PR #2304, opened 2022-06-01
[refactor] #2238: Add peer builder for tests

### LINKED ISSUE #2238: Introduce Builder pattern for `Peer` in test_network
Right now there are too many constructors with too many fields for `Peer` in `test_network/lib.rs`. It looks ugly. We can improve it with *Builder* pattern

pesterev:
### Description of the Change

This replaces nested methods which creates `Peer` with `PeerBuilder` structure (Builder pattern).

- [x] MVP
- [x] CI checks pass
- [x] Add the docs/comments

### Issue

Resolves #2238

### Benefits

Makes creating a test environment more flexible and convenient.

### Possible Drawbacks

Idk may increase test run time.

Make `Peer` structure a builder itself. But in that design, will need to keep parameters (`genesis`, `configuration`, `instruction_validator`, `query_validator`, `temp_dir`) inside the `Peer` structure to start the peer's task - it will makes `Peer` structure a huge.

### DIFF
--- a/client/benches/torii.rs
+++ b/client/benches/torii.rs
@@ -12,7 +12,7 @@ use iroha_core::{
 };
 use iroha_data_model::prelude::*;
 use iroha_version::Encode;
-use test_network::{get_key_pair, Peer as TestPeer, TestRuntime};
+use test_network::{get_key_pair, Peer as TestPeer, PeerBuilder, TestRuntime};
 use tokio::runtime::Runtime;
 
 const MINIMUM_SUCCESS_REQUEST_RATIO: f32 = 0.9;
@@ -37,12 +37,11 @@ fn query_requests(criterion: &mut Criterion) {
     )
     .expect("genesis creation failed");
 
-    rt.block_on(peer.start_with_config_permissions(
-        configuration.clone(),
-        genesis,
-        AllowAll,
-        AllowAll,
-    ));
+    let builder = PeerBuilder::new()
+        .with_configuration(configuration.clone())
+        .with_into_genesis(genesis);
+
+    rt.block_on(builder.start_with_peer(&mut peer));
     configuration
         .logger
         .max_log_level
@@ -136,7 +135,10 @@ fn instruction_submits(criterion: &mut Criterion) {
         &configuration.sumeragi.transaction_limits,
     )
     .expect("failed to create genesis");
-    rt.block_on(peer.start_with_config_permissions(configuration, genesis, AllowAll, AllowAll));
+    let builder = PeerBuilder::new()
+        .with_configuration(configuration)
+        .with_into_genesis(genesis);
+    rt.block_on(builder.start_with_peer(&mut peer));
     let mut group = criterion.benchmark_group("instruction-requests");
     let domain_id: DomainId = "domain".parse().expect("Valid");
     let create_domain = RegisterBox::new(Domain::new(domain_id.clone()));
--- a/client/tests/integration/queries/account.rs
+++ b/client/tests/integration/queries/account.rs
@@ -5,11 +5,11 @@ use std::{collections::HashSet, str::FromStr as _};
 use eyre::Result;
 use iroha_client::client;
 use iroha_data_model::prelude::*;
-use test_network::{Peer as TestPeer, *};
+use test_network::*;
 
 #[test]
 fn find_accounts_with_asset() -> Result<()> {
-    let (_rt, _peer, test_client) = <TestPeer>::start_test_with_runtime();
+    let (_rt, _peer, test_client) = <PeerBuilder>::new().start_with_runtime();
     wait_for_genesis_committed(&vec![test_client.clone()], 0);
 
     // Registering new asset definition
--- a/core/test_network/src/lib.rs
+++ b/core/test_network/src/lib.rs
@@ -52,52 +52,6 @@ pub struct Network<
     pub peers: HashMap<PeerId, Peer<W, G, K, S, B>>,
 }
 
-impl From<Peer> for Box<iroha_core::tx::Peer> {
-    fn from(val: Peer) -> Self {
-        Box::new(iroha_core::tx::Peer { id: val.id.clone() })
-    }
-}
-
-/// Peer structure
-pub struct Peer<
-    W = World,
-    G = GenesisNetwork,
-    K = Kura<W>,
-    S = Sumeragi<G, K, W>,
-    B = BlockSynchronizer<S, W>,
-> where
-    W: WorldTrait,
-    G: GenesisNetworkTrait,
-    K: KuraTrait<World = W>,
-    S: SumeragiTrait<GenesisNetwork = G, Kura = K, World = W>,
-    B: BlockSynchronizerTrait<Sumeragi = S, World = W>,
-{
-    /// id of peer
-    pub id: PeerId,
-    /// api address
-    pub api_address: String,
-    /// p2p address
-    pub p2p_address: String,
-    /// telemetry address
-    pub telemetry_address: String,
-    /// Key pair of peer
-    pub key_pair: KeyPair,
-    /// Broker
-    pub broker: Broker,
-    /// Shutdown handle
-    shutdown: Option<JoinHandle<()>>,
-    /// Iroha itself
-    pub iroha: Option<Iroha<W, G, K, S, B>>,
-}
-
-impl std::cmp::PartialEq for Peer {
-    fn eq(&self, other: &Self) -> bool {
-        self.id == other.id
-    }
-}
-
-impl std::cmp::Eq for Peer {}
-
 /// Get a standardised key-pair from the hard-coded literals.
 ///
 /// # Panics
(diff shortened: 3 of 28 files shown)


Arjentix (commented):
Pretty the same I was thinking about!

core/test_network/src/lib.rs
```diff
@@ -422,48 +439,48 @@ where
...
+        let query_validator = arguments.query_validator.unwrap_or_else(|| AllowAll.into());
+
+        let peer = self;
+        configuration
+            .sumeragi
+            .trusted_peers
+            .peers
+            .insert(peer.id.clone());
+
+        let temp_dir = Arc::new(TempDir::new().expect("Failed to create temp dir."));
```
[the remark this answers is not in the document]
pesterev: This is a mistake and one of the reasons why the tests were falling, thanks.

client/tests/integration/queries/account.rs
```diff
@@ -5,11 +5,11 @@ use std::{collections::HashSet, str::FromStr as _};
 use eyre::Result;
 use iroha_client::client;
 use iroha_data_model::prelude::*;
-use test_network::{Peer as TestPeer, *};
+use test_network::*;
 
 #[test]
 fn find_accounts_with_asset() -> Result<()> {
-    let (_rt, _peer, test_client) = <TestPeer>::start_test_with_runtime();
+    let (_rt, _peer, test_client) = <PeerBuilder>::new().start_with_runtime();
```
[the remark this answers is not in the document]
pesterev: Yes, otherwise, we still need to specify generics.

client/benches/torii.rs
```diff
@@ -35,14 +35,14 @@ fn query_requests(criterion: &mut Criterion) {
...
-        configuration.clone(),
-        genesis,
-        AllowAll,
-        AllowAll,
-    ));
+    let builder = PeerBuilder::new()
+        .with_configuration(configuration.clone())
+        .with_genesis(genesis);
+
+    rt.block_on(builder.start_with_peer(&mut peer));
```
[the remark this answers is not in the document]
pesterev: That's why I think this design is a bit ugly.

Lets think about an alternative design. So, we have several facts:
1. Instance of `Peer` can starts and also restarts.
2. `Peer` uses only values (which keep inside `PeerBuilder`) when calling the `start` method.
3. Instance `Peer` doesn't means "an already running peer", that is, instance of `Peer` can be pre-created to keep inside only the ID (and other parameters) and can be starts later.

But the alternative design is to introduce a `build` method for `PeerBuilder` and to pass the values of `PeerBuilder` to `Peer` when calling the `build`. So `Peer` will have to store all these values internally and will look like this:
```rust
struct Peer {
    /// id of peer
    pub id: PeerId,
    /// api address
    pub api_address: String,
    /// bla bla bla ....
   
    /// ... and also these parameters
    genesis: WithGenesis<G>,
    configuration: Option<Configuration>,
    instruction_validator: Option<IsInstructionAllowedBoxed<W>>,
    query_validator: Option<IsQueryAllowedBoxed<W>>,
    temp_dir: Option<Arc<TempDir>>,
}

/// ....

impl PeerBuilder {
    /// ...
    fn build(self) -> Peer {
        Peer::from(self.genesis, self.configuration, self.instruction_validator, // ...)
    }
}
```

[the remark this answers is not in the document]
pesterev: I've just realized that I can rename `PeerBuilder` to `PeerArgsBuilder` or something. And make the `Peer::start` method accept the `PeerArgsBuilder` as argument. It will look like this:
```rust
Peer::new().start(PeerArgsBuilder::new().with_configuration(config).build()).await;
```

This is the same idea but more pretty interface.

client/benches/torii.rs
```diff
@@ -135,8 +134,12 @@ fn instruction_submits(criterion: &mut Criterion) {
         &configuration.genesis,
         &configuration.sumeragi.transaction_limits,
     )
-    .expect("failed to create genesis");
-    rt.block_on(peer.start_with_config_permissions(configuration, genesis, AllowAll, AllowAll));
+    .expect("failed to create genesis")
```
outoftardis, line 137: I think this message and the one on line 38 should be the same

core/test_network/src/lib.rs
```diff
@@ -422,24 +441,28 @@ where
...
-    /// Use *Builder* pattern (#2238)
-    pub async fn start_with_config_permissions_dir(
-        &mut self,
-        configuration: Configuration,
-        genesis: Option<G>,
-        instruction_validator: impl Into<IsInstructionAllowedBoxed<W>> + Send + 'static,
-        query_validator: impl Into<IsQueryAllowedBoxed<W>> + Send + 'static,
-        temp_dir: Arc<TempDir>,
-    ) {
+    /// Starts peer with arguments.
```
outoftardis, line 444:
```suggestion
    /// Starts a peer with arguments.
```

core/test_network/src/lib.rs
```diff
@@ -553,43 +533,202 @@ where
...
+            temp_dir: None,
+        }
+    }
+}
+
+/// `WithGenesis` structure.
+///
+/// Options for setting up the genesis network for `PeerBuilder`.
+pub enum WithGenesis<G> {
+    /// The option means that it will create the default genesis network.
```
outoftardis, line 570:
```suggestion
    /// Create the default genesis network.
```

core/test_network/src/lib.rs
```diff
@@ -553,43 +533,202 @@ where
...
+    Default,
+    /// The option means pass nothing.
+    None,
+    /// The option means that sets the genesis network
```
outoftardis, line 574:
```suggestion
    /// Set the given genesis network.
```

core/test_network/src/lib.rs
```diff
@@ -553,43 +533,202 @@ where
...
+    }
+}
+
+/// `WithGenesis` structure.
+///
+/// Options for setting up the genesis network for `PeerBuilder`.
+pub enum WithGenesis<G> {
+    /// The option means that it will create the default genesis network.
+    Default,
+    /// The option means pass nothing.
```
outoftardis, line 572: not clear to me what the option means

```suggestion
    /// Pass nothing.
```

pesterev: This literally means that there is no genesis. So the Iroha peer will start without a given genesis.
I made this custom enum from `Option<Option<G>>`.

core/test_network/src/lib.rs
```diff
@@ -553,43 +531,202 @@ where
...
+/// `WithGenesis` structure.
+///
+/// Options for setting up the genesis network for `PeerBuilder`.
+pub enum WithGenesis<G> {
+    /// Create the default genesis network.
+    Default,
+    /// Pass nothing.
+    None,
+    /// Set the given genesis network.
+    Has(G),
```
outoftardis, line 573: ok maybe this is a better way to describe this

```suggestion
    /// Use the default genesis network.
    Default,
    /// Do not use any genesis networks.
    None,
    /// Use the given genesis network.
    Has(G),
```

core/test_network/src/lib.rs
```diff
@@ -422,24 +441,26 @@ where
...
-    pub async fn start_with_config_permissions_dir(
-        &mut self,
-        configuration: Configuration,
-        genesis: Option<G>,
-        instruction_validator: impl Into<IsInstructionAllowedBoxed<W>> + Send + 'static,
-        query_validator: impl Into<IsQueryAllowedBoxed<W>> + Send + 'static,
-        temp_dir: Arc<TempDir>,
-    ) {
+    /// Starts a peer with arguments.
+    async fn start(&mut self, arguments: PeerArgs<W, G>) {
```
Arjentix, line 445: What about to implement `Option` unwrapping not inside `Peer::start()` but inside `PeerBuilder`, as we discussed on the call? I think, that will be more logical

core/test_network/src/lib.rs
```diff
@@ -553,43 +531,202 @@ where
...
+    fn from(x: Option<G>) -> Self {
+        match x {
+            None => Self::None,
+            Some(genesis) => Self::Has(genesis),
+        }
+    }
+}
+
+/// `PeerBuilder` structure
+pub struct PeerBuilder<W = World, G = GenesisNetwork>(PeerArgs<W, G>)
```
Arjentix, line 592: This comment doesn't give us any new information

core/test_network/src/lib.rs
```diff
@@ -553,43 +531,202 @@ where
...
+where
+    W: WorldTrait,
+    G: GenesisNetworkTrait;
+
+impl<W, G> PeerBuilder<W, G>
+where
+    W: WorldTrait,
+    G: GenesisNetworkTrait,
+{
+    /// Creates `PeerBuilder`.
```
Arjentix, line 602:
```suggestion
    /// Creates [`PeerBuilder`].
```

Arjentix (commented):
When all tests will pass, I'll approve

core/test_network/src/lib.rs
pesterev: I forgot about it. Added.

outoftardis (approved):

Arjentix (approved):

**Requirement**
Copy out every line of the data in which the word "more" is found.

**Problem solution**
Makes creating a test environment more flexible and convenient.
This is the same idea but more pretty interface.
Arjentix, line 445: What about to implement `Option` unwrapping not inside `Peer::start()` but inside `PeerBuilder`, as we discussed on the call? I think, that will be more logical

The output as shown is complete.